# [Supplied information]
--- START ---
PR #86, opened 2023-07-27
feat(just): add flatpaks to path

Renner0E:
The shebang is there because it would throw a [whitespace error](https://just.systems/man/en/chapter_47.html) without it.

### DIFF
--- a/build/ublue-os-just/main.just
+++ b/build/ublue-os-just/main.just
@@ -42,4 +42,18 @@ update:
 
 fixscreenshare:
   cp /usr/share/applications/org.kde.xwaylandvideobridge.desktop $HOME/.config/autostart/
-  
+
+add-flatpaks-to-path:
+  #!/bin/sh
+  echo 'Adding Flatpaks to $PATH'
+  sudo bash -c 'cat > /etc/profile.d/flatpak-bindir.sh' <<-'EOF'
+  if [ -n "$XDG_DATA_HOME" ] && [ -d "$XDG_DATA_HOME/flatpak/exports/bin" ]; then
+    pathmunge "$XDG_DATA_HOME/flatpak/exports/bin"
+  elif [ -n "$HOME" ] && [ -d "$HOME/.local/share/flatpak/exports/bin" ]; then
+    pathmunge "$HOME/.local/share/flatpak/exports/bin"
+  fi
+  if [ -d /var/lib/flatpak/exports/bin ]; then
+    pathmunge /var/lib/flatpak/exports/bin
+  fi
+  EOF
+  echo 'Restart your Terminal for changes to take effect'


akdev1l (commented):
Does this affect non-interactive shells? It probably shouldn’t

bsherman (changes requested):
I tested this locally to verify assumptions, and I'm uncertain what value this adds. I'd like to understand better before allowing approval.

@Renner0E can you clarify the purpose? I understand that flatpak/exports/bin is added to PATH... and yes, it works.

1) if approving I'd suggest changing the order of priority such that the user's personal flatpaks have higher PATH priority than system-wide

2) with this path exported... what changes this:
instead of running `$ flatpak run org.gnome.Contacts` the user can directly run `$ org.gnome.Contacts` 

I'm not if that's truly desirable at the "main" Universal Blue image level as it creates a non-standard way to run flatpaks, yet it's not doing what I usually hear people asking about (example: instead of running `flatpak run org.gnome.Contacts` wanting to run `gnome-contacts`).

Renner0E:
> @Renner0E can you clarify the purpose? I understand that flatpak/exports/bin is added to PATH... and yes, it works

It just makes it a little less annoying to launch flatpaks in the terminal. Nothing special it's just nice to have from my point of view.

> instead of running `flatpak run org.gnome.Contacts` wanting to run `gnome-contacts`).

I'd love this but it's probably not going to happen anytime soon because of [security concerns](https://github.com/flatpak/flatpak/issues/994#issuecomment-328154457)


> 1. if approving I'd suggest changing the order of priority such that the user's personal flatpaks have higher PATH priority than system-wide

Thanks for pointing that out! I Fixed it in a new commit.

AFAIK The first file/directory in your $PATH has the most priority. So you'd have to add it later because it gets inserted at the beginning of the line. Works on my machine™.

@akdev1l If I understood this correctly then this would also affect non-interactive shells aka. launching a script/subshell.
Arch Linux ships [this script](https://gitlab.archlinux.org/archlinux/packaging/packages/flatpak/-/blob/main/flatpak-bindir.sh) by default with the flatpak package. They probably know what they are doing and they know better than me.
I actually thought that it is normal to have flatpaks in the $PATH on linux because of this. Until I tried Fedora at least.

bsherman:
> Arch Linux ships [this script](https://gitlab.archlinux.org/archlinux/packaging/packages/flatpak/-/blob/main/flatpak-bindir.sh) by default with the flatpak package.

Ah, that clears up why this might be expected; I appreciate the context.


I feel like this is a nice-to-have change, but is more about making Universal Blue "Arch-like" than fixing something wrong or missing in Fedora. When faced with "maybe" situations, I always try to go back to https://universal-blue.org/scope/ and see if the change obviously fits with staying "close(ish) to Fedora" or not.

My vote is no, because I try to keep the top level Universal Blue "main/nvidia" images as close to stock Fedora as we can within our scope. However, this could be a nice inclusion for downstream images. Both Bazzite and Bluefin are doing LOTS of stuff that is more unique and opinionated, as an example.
--- END ---
--- START ---
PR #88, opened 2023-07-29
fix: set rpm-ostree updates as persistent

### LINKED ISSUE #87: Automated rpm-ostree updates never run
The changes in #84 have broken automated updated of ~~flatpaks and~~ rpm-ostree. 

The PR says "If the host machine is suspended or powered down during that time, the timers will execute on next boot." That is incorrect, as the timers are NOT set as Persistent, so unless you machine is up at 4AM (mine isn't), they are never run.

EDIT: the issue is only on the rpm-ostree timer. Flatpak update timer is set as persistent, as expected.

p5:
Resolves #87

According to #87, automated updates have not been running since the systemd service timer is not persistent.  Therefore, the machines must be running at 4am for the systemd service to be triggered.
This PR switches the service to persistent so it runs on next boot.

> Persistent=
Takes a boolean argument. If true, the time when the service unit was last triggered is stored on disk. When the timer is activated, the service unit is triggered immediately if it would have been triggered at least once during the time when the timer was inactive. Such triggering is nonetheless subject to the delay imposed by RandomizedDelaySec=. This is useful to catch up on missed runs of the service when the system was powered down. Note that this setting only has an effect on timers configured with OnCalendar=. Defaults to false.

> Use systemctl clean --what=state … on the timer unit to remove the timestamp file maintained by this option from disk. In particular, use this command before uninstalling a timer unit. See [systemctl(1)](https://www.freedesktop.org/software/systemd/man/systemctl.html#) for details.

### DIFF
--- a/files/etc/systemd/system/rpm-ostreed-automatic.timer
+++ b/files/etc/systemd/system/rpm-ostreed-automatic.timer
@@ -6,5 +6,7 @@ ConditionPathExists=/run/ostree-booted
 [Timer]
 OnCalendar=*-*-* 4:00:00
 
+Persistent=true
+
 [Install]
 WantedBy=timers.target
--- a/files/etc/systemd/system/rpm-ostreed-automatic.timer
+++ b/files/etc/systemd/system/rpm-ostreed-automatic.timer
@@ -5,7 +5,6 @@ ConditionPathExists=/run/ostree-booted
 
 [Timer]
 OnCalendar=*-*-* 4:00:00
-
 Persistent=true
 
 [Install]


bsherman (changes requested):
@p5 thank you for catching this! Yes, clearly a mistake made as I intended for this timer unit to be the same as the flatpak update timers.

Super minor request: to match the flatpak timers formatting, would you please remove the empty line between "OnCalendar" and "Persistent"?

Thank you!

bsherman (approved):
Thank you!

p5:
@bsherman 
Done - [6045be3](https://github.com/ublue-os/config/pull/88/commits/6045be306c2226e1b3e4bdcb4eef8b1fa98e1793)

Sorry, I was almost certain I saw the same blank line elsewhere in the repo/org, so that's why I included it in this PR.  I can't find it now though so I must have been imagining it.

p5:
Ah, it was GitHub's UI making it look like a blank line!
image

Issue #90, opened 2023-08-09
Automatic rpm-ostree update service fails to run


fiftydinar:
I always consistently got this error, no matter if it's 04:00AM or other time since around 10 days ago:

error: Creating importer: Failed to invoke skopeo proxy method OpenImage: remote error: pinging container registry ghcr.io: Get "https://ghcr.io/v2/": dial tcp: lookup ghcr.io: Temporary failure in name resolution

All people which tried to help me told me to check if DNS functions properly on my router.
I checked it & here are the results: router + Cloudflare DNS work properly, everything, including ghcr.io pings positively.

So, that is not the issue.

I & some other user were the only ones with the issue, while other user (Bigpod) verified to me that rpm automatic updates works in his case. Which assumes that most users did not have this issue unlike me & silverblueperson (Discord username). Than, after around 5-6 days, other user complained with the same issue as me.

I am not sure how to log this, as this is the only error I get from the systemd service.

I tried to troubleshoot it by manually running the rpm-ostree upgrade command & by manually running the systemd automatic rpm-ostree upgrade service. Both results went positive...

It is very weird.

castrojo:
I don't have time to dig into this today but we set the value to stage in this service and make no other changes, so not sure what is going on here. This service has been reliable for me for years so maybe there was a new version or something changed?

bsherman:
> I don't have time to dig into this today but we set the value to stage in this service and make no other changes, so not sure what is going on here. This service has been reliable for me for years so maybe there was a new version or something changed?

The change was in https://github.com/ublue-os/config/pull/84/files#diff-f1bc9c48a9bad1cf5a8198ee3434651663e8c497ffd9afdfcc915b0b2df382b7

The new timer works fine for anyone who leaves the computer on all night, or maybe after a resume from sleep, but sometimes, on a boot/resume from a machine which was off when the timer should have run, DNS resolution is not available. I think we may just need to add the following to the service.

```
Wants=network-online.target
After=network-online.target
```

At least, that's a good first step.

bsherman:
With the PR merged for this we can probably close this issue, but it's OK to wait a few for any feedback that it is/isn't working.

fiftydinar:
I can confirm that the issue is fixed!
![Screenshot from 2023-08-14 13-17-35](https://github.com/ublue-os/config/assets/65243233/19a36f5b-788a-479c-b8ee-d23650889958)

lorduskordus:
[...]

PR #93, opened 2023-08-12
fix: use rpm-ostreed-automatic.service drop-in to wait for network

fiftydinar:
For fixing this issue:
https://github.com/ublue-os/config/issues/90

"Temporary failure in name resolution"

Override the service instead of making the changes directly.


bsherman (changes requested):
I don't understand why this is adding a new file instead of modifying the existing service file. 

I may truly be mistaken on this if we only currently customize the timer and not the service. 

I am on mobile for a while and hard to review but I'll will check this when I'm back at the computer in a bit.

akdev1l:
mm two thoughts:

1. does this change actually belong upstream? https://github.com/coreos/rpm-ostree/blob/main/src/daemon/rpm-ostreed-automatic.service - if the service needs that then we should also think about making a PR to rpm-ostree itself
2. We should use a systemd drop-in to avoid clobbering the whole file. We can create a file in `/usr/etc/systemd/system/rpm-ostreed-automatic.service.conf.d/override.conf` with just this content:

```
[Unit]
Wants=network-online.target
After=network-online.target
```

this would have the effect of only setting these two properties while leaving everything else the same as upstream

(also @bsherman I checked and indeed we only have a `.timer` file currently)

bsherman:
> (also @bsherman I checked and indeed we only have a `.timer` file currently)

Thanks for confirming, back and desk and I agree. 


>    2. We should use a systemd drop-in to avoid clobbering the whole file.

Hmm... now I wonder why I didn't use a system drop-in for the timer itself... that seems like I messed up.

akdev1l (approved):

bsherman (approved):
--- END ---
# [What needs to be done]
If a line in the entries includes the word "packaging", copy that line out.

# [Reply to the task]
Arch Linux ships [this script](https://gitlab.archlinux.org/archlinux/packaging/packages/flatpak/-/blob/main/flatpak-bindir.sh) by default with the flatpak package. They probably know what they are doing and they know better than me.
> Arch Linux ships [this script](https://gitlab.archlinux.org/archlinux/packaging/packages/flatpak/-/blob/main/flatpak-bindir.sh) by default with the flatpak package.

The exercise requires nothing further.